Questa storia non solamente per la bizzarria del soggetto e per la gaiezza dei pensieri dovrà piacere, e per avervi messe dentro molte finzioni che paiono probabili e verosimili (Luciano di Samostata, “Una storia vera”)
La scorsa domenica 7 aprile, su iniziativa dell’Associazione Regionale Campani e delle ACLI circolo Esch-sur-Alzette, ha avuto luogo al teatro Ariston di Esch sur Alzette la rappresentazione teatrale “Sei personaggi in cerca di autore” di Pirandello.
La sala era piena quasi al limite della capienza. Gli attori hanno incantato gli spettatori, eppure sono dilettanti, ma grazie al loro talento e all’attenta regia di Carla Casaburi sono riusciti a dissimulare perfettamente la circostanza di non essere professionisti. Cosa non da poco per un attore.
Dopo aver segnalato l’eccellente interpretazione degli attori principali, sarebbe ingeneroso non ricordare che tutti gli altri interpreti hanno svolto egregiamente il loro ruolo, fino ai due ragazzini che pur restando muti hanno recitato in modo assolutamente convincente.
Nella sua breve e pregnante introduzione Giuseppe Collot, professore a Belval, ha ricordato non solo i legami tra Pirandello e il mondo culturale tedesco, ma anche la sua profonda affinità con la psicoanalisi di Freud e Jung. Ha toccato pure il tema centrale del dramma in programma, ossia cos’è la realtà e come essa possa essere intesa. “Ehrgeiziges Programm” si direbbe con ironia patibolare in tedesco, “progetto di ampia lena” in italiano.
La trama è semplice, una compagnia teatrale si sta preparando per un nuovo spettacolo, scarseggiano i temi, ma sul palco si affacciano all’improvviso sei personaggi, una famiglia anomala direbbe qualche troglodita. Sono i sei personaggi in cerca di un autore che li racconti. Si raccontano per farsi poi raccontare. Hanno storie vere e drammatiche, per questo cercano chi di lavoro fa l’attore. Si trova l’intesa, il regista giudica interessante la storia e decide che i suoi attori imparino la rispettiva parte direttamente dai singoli personaggi. Vengono a galla vicende aberranti.

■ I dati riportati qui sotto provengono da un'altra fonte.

PR #759, opened 2019-04-18
Reindex affected products of saved category

### LINKED ISSUE #758: Category name change and data inconsistencies
Bug

1. Have categories, products and data synced to Algolia. Use Algolia to render Magento category pages
2. Go to Magento admin category and select a category with a number of products
3. Change the category name and save
4. Open category page on front-end of site
5. Page loads with no products or missing for a period of time (until affected products are reindexed)

On step 4 users should be able to load the category and see all products

This is caused due to the way Algolia fetches the products/ data for the category.
The POST that fetches the category data uses the category names in the Form Data request
`facetFilters: [["categories.level1:Kids /// PJ Sets test"]]` and because the name has changed in Magento and thus the POST value for facetFilters changes at the same time, whilst the category names need to be re-index to Algolia, we see inconsistencies.

A potential solution for this would be to filter by Magento category ID, as this is constant and will remove the inconsistency of missing products.
 
Screen Shot 2019-04-18 at 2 10 39 pm

**Feature: What is your use case for such a feature?**

1. Anyone that uses Magento + Algolia and changes the name of any category.
2. Magento Admin needs to change the category name for a new sale
 

**Feature: What is your proposed configuration entry? The new option to add? What is the behavior?**
NA

Magneto Cloud 2.2.6
Algolia latest

JanPetr:
Fixes #758


dzungnt:
I tried to apply that fix to our site and make some testing, however I got the issue that all of products are missing on category frontend after the queue processed. And the products showing back after about 1 hour. I checked the product data and it seem the category_ids field is empty for a while after the queue processed. So I think that could be the issue here.
It takes a long time for the products to be updated with new category info with the patch in place - up to 1 hour for the update during which time all of the categories associated to the product are removed from the product data in Algolia. In other words they are removed from all categories onsite which is not acceptable.

PR #775, opened 2019-05-20
Update Category Plugin 

bsuravech:
Improving PR #759

Following best practice in Magento to avoid using around for plugin by changing to the appropriate before/after method. 

Previous aroundDelete getProductCollection() was not fetching the correct store view product collection for category and in some cases not returning any products. Since we only require product_ids, I used the getProductsPosition() to fetch the product IDs to be passed into the $affectedProductIds variable for indexing.

### DIFF
--- a/Model/Indexer/CategoryObserver.php
+++ b/Model/Indexer/CategoryObserver.php
@@ -11,9 +11,8 @@ class CategoryObserver
 {
     private $indexer;
 
-    public function __construct(
-        IndexerRegistry $indexerRegistry
-    ) {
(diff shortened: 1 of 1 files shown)


dzungnt:
Hi @JanPetr,
I have applied your fix to our site, but when I changed the category name on admin, then all of the products on category frontend dropped after all the algolia queue processed. It seem your changes still not fix that issue. I'm using Algolia version 1.10.0 and Magento EE 2.2.6. Please help me to check!
Thanks.

PR #789, opened 2019-06-07
[add-storeid-to-facets] Add storeId to getFacets when you send change…

Eroslaev:
…s to algolia (for multistore)

Why this need?

When you have on magento multistore and need different design (on first site price slider, on second - don't need) all your changes on algolia.com set from storeId = null (first your store view) and all facets showed on all sites equal. That's not correct, I think


JanPetr:
Great catch, @Eroslaev! Thank you! 🚀

Issue #769, opened 2019-05-02
Html_entity_decode voor de request query


JeroenBoersma:
We received a security report for one of our customers regarding unescaped HTML-tags in the content which can be set via request parameters.

A request to: `/catalogsearch/result/index/?q=hello<script>alert(1)</script>` will add:
`{...snap...,"request":{"query":"hello<script>alert()<\/script>",...snap...}` to the config instead of the `&lt;` `&gt;` replacements one would expect or the url'encoded `%20` versions.

In our case they try to inject `<esi:...>` blocks, where they try to retrieve secure data. Of coarse they where filtered by our hosting, but it raises questions and that's why I reach out here.

Our research got track of a `html_entiy_decode` of the `q` parameter and that way added to the json configuration.

**Related files:**

https://github.com/algolia/algoliasearch-magento-2/blob/198eda5d1f13403b71a560a5b2dc4cbe4af8046e/Block/Configuration.php#L183

https://github.com/algolia/algoliasearch-magento-2/blob/198eda5d1f13403b71a560a5b2dc4cbe4af8046e/view/frontend/templates/internals/configuration.phtml#L20

Here I see the usage in `instantsearch.js`, which will be send to the minified algoliaBundle.js where I lost track of it. Didn't have time at hand to look into the original bundle or refactor the bundle.

https://github.com/algolia/algoliasearch-magento-2/blob/198eda5d1f13403b71a560a5b2dc4cbe4af8046e/view/frontend/web/instantsearch.js#L158

Because I don't know exactly what is going on in the widgets of Algolia I post the question here where the experts are.

**Questions**

- Is there any reason why the `decoding` is done?
- Is this still needed or can we life without it, which would be my recommendation.

damcou:
Hello there, I'm closing the issue as we didn't hear from you for a while.

Regarding the issue raised previously, the related PR is still existing and will be addressed as soon as possible.

In the meantime, you can keep track of it looking at our [M2 community board](https://github.com/algolia/algoliasearch-magento-2/projects/1).

If you are still experiencing further issues, please reach out to us at support@algolia.com with any error logs, screenshots of examples you can provide, as well as your APPID so that we can further assist you. Thanks!

PR #800, opened 2019-06-18
Escape "query" parameter in JSON configuration

JanPetr:
Related Issue(s): #769


view/frontend/web/internals/common.js
```diff
@@ -834,3 +834,20 @@ var AlgoliaBase64 = {
...
 	}
 };
+
+var htmlspecialchars_decode = function(string) {
+	var unescapedString = string,
+		specialchars = [
+			[ '"', '&quot;' ],
+			[ '>', '&gt;' ],
+			[ '<', '&lt;' ],
+			[ '&', '&amp;' ]
```
tkrugg: it is usually expected to include `'`. Look for example in this lodash implementation: https://github.com/lodash/lodash/blob/master/unescape.js#L3-L7

Block/Configuration.php
```diff
@@ -186,7 +186,7 @@ public function getConfiguration()
             'maxValuesPerFacet' => (int) $config->getMaxValuesPerFacet(),
             'autofocus' => true,
             'request' => [
-                'query' => html_entity_decode($query),
+                'query' => htmlspecialchars(html_entity_decode($query)),
```
tkrugg: shouldn't the function here be `htmlspecialchars_decode ` ?

bsuravech: `htmlspecialchars` is correct here as we should be encoding it at this stage and decoding in js.

bsuravech:
@tkrugg I don't know if we want to include lodash here just for this fix. I've made some adjustments so that the method is defined with in the algolia object. Can you review that when you have a moment? I've also added the apostrophe character "`'`"

Can you elaborate on your comment regarding "`htmlspecialchars` looks not defined." ? That is a php function that encodes the query in the configuration json output.

view/frontend/web/internals/common.js
```diff
@@ -45,6 +45,23 @@ var algolia = {
...
+	},
+	htmlspecialcharsDecode: function(string) {
+		var unescapedString = string,
+			specialchars = [
+				[ '"', '&quot;' ],
+				[ '>', '&gt;' ],
+				[ '<', '&lt;' ],
+				[ '&', '&amp;' ],
+				[ "'", '&#39;' ]
+			];
```
broujo: Hey team,

The OWASP recommends to escape forward slash too (https://cheatsheetseries.owasp.org/cheatsheets/Cross_Site_Scripting_Prevention_Cheat_Sheet.html). Not sure how necessary it is to actively prevent XSS, but I think it's still worth including.

Block/Configuration.php
tkrugg: yes, it makes sense.

tkrugg:
@bsuravech sorry for the late reply.
> htmlspecialchars looks not defined.
I just meant I didn't find the definition of the function. Can you point it to me?

Regarding lodash, as far as I can tell, it is already part of the scope so you might as well just use it, and their function are always battle tested, but I don't have a strong opinion on this.

bsuravech:
Closing out as it is outdated. If issue returns, we'll address it in the latest versions.

PR #805, opened 2019-06-25
Events tracking

JanPetr:
Adds event tracking via Algolia's proxy.


Helper/ConfigHelper.php
```diff
@@ -458,13 +458,18 @@ public function isAutocompleteDebugEnabled($storeId = null)
         return $this->configInterface->isSetFlag(self::AUTOCOMPLETE_MENU_DEBUG, ScopeInterface::SCOPE_STORE, $storeId);
     }
 
-    public function getSorting($storeId = null)
+    public function getSortingDefaultValue($storeId = null)
```
damcou: Isn't it more a "raw" value than a "default" one ?

Model/Observer/SaveSettings.php
```diff
@@ -16,10 +17,17 @@ class SaveSettings implements ObserverInterface
     /** @var IndicesConfigurator */
     private $indicesConfigurator;
 
-    public function __construct(StoreManagerInterface $storeManager, IndicesConfigurator $indicesConfigurator)
-    {
+    /** @var ConfigurationTracker */
+    private $configurationTracker;
+
+    public function __construct(
```
0livier: Please add a docblock

Helper/ConfigHelper.php
bsuravech: Updated to:

getRawSortingValue
getRawProductCustomRanking

Model/ConfigurationTracker.php
```diff
@@ -0,0 +1,128 @@
...
+            'storeId' => $storeId
+        ]);
+    }
+
+    /**
+     * @param int $storeId
+     *
+     * @return bool
+     */
+    private function isSortingChanged($storeId)
```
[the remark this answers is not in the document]
bsuravech: The parent method of this function has the same parameter that is required. 

' public function trackConfiguration($storeId)`

I can add the option for default but it will always have a $storeId param in this case.

AlexEven:
Ping @dmartindelorme @mathieuolivier  - FYI!

dmartindelorme:
Hey team, @AlexEven pinged @mathieuolivier and me because we're in charge of making sure our standards of Segment implementations are respected. Since we don't have a doc yet on this (sorry for that 🙇) we're doing this project by project for now.

First things first, in production are you going to use this js source https://app.segment.com/algolia-app/sources/magento/overview or this python source https://app.segment.com/algolia-app/sources/python_magento_2_proxy/overview? I'm a bit confused about this.

FYI we usually recommend using only a front-end implementation as much as possible. Except of course if you need to track events or data that is only present in the backend.

dmartindelorme:
Second thing, the usual implementation is to have one source for dev/staging data and one source for prod data. Example, for the Algolia dashboard we have this 
image. Each source has at least one mandatory destination: Redshift dev database for the dev data source and the Redshift prod database for the prod data source.

Do you think you create those 2 sources and then we'll be able to test that dev tracking events are forwarded to the Segment dev source before rolling this out in production?

Again sorry for coming in late in the process 🙇.

0livier:
:rocket:

PR #807, opened 2019-06-26
Resolve issue from Magento 2.3.2 causing category pages to break

marcusirgens:
**Summary**
The parameter list for \Magento\Framework\Search\Adapter\Mysql\ResponseFactory changed in Magento 2.3.2, causing an exception to be thrown on the category pages. This patch should be backwards compatible, and resolve the issue.


marcusirgens:
Closing in favour of #807

PR #1103, opened 2020-11-03
Add tags for merchandising queries to use VM if applicable

bsuravech:
[MAGE-63] Add rules tag for visual editor on Query Merchandising and Landing Page Builder features

This will allow the usage of the Visual Editor, if added to customer plan. Adding the visual editor tag will not effect rules for customers who do not have the Visual Editor enabled. 

**NOTE:**
Customers should know that if you edit the rule in the Algolia Dashboard, advanced options other than promote are not supported in the extension. Editing the rule in Magento will override changes in made in Algolia. Adding advance options means that the rule should only be edited in Algolia moving forward. 

[MAGE-63]: https://algolia.atlassian.net/browse/MAGE-63

### DIFF
--- a/Helper/MerchandisingHelper.php
+++ b/Helper/MerchandisingHelper.php
@@ -54,12 +54,16 @@ class MerchandisingHelper
             $condition['pattern'] = $query;
         }
 
-        if (! is_null($banner)) {
+        if (!is_null($banner)) {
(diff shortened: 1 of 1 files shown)


damcou (approved):
LGTM 🚀

PR #1105, opened 2020-11-09
infiniteHits update showMoreLabel to showMoreText

bsuravech:
Community member identified that the showMoreLabel was updated in ISv4 to templates.showMoreText. This has been corrected. 

https://discourse.algolia.com/t/showmorelabel-not-translatable-since-instantsearch-v3-magento-2/11337


damcou (approved):
🚀

PR #1111, opened 2020-11-19
Insights Analytics - Fix Add to Cart Conversion

bsuravech:
- Set the queryId value on product if add to cart form contains a queryID value. 
- Add to cart mixin should always add queryID for both add to cart and place order conversion.


damcou (approved):
LGTM 👍

PR #1112, opened 2020-11-20
Added try/catch on CheckoutSuccess event

damcou:
See MAGE-68


bsuravech (approved):
Looks good to mean. I understand the limit on the productIds and we shouldn't fire more than one event. Happy to approve this as is. Good catch!

PR #875, opened 2019-10-03
Reindex all CMS pages if page is changed

vmalyk:
PR for #874, simple solution

PR #1113, opened 2020-11-24
CMS Page indexing improvement

bsuravech:
Based on PR: #875 

This is to allow for CMS Pages to index sectionally instead indexing atomically.  
 * For indexing queue, merge `rebuildStorePageIndex` jobs if they have `page_ids`
 * Exclude pages in the collection query instead of through loop condition

Might need to clean this up to split jobs for full reindex vs sectional.


damcou (approved):
Works perfectly :)

PR #1114, opened 2020-11-24
Remove ES compat from suggestions

bsuravech:
The ES compatibility module was experimental. Currently is not compatible for ES7 adapter. Will add back when it's updated at some point. For now, we will remove it.


damcou (approved):
👍

PR #1119, opened 2021-01-04
Fetch Algolia additional data only in the extension's sections in the Magento configuration

damcou:


bsuravech (approved):
LGTM! Thanks for the PR!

Irrompe in scena con slancio il potere della tecnica narrativa, per cui spesso la narrazione è molto più coinvolgente e avvolgente dei fatti reali. Insomma, la favola ha un potere di suggestione amplificato dal destinatario del messaggio. Si spalanca improvviso un baratro: cosa è il reale? Quello che vediamo? Quello che sentiamo? Quello che pensiamo? Quello che ci piacerebbe fosse?
Sono quesiti che ognuno si è posto, essi consentono ogni ipotesi e giustificano ogni risposta.
La narrazione più plausibile per il destinatario è la trappola in cui ci infiliamo da soli (“Mah, smetteranno mai gli uomini di incolpare gli dèi delle loro disgrazie? Dopo che a se stessi i loro mali causano, poi del danno a noi attribuiscono la colpa, e la stoltezza lor chiaman destino”. Omero, Odissea, libro primo, versi 32-35), ma nel contempo è la regina della comunicazione, tra le persone come nel nostro dialogo interiore, nella riflessione che sviluppiamo nella nostra mente convinti di essere sinceri.
Questo è il destino umano: cercare sempre un senso ai fatti, ma con il dovere di onestà e dignità intellettuale di mettere in dubbio questo stesso senso non appena lo si coglie nell’istante magico della rivelazione, come quando una pargoletta mano, scossa da un fremito di avida e lieta frenesia, sta per cogliere la fragoletta matura.